EXERCISE REQUIREMENTS → Lines below that hold the word "https" must be copied in full.

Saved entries
________________

PR #816, opened 2017-01-15
Improve build

ericf:
This upgrades to `rollup@0.41.4` which fixes issues with ES3 Babel transforms and Babel helpers which has reduced the build file size.

File | Before | After | Delta
---- | ------ | ----- | -----
react-intl.min.js | 47.10 kb | 41.61 kb | -11.66%
react-intl.min.js.gz | 13.31 kb | 11.51 kb | -13.52%

Fixes #814
Relates #788, #687

PR #930, opened 2017-04-20
Undo (soft) breaking change introduced in 93c0a35 & #816.

indexzero:
We say "soft" breaking because it was not a strict contract between `react-intl` and
consumers that raw `src/*` files be included in the npm package. If one were to want
a custom build of `react-intl` for their own purposes the npm package is now no longer
a viable location for that source code.

### DIFF
--- a/.npmignore
+++ b/.npmignore
@@ -1,7 +1,6 @@
 coverage/
 examples/
 scripts/
-src/
 test/
 rollup.config.*
 .*


yahoocla:

Swaagie:
@indexzero https://github.com/yahoo/react-intl/blob/master/package.json#L34 is exposed as ES6 from the npm package though. So the issue might be as simple as getting the builder to pickup on that over `main`

indexzero:
There is more complexity here. The logic behind a custom build generally centers around avoiding additional calls to `addLocaleData`. Even though there is an ES6 main now, that is a `rollup` based build, so there is no way to ignore `src/en.js` if you do not wish to include the default locale data.

Overall for the `react-intl` maintainers who will eventually read this: removing the source files from an `npm` package is a breaking change because the implicit contract you were making before was "hey, here's the raw individual source files if you want to use them directly". That contract was broken in #816. Overall those src files are only an additional 12k in your `npm` package:

```
tar -czvf src.tgz src/
ls -al src.tgz
-rw-r--r--  1 [redacted]  11673 Apr 21 13:35 src.tgz
```

... so while I can appreciate the desire for a smaller _build_ this change has very little impact on anyone w.r.t. number of bytes downloaded.

okuryu:
Okay, let's merge this.

PR #934, opened 2017-04-27
fix bug: message is empty string cause error

greatbody:
fix bug: message is empty string cause error.
may cause unnessary error when we intent to have empty value as translate result

### DIFF
--- a/src/format.js
+++ b/src/format.js
@@ -200,7 +200,7 @@ export function formatMessage(config, state, messageDescriptor = {}, values = {}
 
     let formattedMessage;
 
-    if (message) {
+    if (Object.prototype.toString.apply(message) === '[object String]') {
         try {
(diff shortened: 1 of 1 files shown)


yahoocla:

okuryu:
I'm not sure about this fixes. Could you explain more details?

greatbody:
sorry for the PR. 
I wonder if there is a way to set locale specific translation result to empty string.
say:
zh.js:
export default {
  xxx: '',
}
en.js:
export default {
  xxx: 'bbb',
}

I have no idear how to solve this problem,that's why this PR comes.

papasmile:
@greatbody maybe you could try that suggestion posted at https://github.com/yahoo/react-intl/pull/488#issuecomment-224945705

redonkulus:
Please reopen if still needed.

PR #937, opened 2017-05-04
Add `postinstall-build` to enable npm install from git repos

bjrn:
Using [postinstall-build](https://github.com/exogen/postinstall-build) which is a helper for conditionally building an npm-compatible package on `postinstall`. It checks for the existence of a `/lib` folder (which would be the case if installing from npm).


yahoocla:

redonkulus:
@bjrn looks like npm supports this natively now via `prepare`. Check the readme https://github.com/exogen/postinstall-build/

Secondly, I’m missing the reason for this change. Why is it needed?

PR #990, opened 2017-07-15
allow object for description prop

mattkime:
Fixing prop definitions to match https://github.com/yahoo/react-intl/wiki/Components#message-descriptor

### DIFF
--- a/src/types.js
+++ b/src/types.js
@@ -6,7 +6,7 @@
 
 import PropTypes from 'prop-types';
 
-const {bool, number, string, func, object, oneOf, shape, any} = PropTypes;
+const {bool, number, string, func, object, oneOf, shape, any, oneOfType} = PropTypes;
 const localeMatcher = oneOf(['best fit', 'lookup']);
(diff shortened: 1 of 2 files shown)


yahoocla:

mattkime:
license is signed.

eilinora:
+1 for getting this merged, makes testing harder with the added noise this causes. Would appreciate this being merged!

okuryu:
@papasmile  Thanks for your suggestions.

> * Contribution Guide states "If you are adding new functionality, or fixing a bug, provide test coverage." [2] You could a test to test/unit/components/message.js by updating or copying 'renders a formatted message in a '[3] and passing in a description which is an object, then expect console not to report any warnings. They've done similarly in a different test in that same file [4].

Sure. PR for `CONTRIBUTING.md` welcome.

> * very minor: linted, but it looks like convention is to add a space after comma inside an array.

I think a space after comma in an array is a common practice in JavaScript. We also already run linting by ESLint, but lint rules change is welcome if we need a little work.

And this change looks good to me. Let merge in this month if no concern by others.

PR #1011, opened 2017-08-18
Update CLDR to 31

ykzts:
ref https://github.com/yahoo/formatjs-extract-cldr-data/pull/13

> In CLDR v30 and v31, many Japanese sentences are corrected.


ykzts:
@okuryu Can I get a new release?

okuryu:
yup. probably this month.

________________

RESULT OF THIS TASK →
@indexzero https://github.com/yahoo/react-intl/blob/master/package.json#L34 is exposed as ES6 from the npm package though. So the issue might be as simple as getting the builder to pickup on that over `main`
@greatbody maybe you could try that suggestion posted at https://github.com/yahoo/react-intl/pull/488#issuecomment-224945705
Using [postinstall-build](https://github.com/exogen/postinstall-build) which is a helper for conditionally building an npm-compatible package on `postinstall`. It checks for the existence of a `/lib` folder (which would be the case if installing from npm).
@bjrn looks like npm supports this natively now via `prepare`. Check the readme https://github.com/exogen/postinstall-build/
Fixing prop definitions to match https://github.com/yahoo/react-intl/wiki/Components#message-descriptor
ref https://github.com/yahoo/formatjs-extract-cldr-data/pull/13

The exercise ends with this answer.